What is needed: Go through the records below and count every line containing "appropriate". Reply with the count alone.

Exercise material:
PR #1234, opened 2020-07-08
[RFC] GD32VF103 support (RISC-V)

lkundrak:
Hi,

I've recently got my hands on an Alef Polos board with GD32VF103 on it: 
https://www.analoglamb.com/product/polos-gd32v-alef-board-risc-v-mcu-board/ 

It's a lot like a Blue Pill board, but with a RISC-V based MCU. It turns out the peripherals are similar enough to STM32 and this it might be reasonably easy to have it supported by a libopencm3; which indeed turned out to be true and that is what this patch set does.

While there is probably more work needed, I figured I'd share this now to see whether it makes sense to pursue this further and collect feedback early.

The current state and the overview of the MCU has been placed here for now:
https://github.com/hackerspace/libopencm3-gd32v/blob/lr/gd32v/lib/gd32v/f103/README.md

To build the branch, the a riscv-elf toolchain with newlib is needed. Fedora doesn't ship such toolchain, not sure about other distros. I'm using this one:
https://github.com/riscv-mcu/riscv-gnu-toolchain/releases

The branch is then built by setting `ARCH` to `riscv`:

```
$ make ARCH=riscv
```

I'll share the example project shortly that will demonstrate how it differs from STM32F103.

I'll be super thankful for any feedback.

Take care
Lubo


lkundrak:
Here's a project that runs on both STM32F103 and GD32VF103:
https://github.com/hackerspace/libopencm3-gf32v-examples/commit/d1e19733e7201

It utilizes GPIO, USART, SPI, sysclk, interrupts, Device ID and USB device peripheral. Watch out for `#ifdef GD32VF103` and `#ifndef GD32VF103` to find spots where code is different for a different MCU.

karlp:
Just upfront, most of your copyright headers are wrong.  When the file is simply an include of another file, you can eithe rhave no copyright (it's likely unenforceable anyway) or just your own.  You can't go adding multiple people from years in the past to all these stub headers.

lib/usb/usb_dwc_common.c
```diff
@@ -214,11 +214,11 @@ uint16_t dwc_ep_write_packet(usbd_device *usbd_dev, uint8_t addr,
 
 	/* Copy buffer to endpoint FIFO, note - memcpy does not work.
 	 * ARMv7M supports non-word-aligned accesses, ARMv6M does not. */
```
karlp, line 216: _if_ you're going to to do this sort of thing, you need to update the comments to.

lib/gd32v/f103/gd32vf103x4.ld
```diff
@@ -0,0 +1,33 @@
...
+ * This library is distributed in the hope that it will be useful,
+ * but WITHOUT ANY WARRANTY; without even the implied warranty of
+ * MERCHANTABILITY or FITNESS FOR A PARTICULAR PURPOSE.  See the
+ * GNU Lesser General Public License for more details.
+ *
+ * You should have received a copy of the GNU Lesser General Public License
+ * along with this library.  If not, see <http://www.gnu.org/licenses/>.
+ */
+
+/* Linker script for GD32F103x4, 16k flash, 6k RAM. */
```
karlp, line 21: none of these fixed files.  linker generator only

lkundrak:
> Just upfront, most of your copyright headers are wrong. When the file is simply an include of another file, you can eithe rhave no copyright (it's likely unenforceable anyway) or just your own. You can't go adding multiple people from years in the past to all these stub headers.

Not a lawyer here. I've kept the existing copyright headers in case I started by copying an existing file because I believe that in case the original file was copyrighted then mine is a derived work.

karlp:
Further, you've made a _very_ specific part id to be equivalent to the "family" level trees and defines used in other parts.  Are you _really_ sure about that?  if you _realllllly_ want to add "riscv" then you surely also need to be prepared for alternative riscv implementations too I presume.  I'm also concerned by how much duplication the rcc files appear to be.

lkundrak:
> Further, you've made a _very_ specific part id to be equivalent to the "family" level trees and defines used in other parts. Are you _really_ sure about that?

I'm not sure fully I understand this. By "part id" you mean "f103"? If so, I've done that because there are (for the time being anyway) no other similar chips. What could or should have I done instead?

> if you _realllllly_ want to add "riscv" then you surely also need to be prepared for alternative riscv implementations too I presume.

I don't get this either and need some clarification. How does the chip being a "riscv" matter? It's a detail that doesn't affect how the files are laid out or how the defines are named. I don't think anything I've done could affect a possible future chip with a riscv core. Unless it would be another gd32v chip and you meant to say "gd32v" or "f103" and imply that I could've chosen a better name? Or am I getting that completely wrong?

> I'm also concerned by how much duplication the rcc files appear to be.

The rcc driver has some similarities to gd32/f1x0 and stm32/f1, but is most similar to the latter. I kept it separate because I saw some duplication already going on between the two, and it was not immediately clear to me how to approach sharing code with otherwise largely unrelated MCU family. I'll try to do something about it, but ideas are more than welcome.

Thanks for taking time to look at this.

lkundrak:
v2
---

I've pushed second, hopefully better, version now. I've made an attempt to address the issues mentioned above; detailed change log is kept in descriptions of individual patches. This time I've made sure doxygen output looks reasonable. I still haven't touched the top-level README.md to mention GD32VF103 support, because it's not clear to me how to avoid turning it into a mess.

I also didn't remove the copyright notices from the stub headers, because I am not too sure they're not copyrightable. They files I copied them from claimed copyright and they seem to contain copyrightable material such as paragraphs of documentation text. Note that I am not a lawyer and I don't care too much
 about copyright; all I care about is a copyleft license applied wherever appropriate.

stappersg:
> Note that I am not a lawyer and I don't care too much about copyright; all I care about is a copyleft license applied wherever appropriate.

I do share that sentiment. And do know that copyright law is about protecting the rights of the copywriter.  It is the creator that decides to whom the creation belongs and lawyers tend to defend that choice in case it is not respected.

lkundrak:
Hi,

I've been contacted about this patch set privately, making me suspect there probably are users interested in this.

I've now rebased it, resolved the conflicts and added changes to README.md making it a (really) tiny bit less Cortex-M specific. I'm removing the [RFC] tag from the subject, since I believe it's basically ready. Please take a look.

Thanks
Lubo

lkundrak:
v4
---

I've now integrated patches sent to the list by Filip Moc (can't see them in the archives though...).

lkundrak:
v5
---

Rebased & tested.

UweBonnes:
I will sure have a look. Maybe you would also like to have a look at https://github.com/UweBonnes/blackmagic/tree/ruabmbua. This is the blackmagic probe extended to debug and flash GD32VF103. The state is "works for me", but I have no report yet about other peoples. having success with the PR.

The GD32VF103 as an additional BMP platform would also be fine.

reinauer:
Is there a path to get this integrated?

Expected answer: 2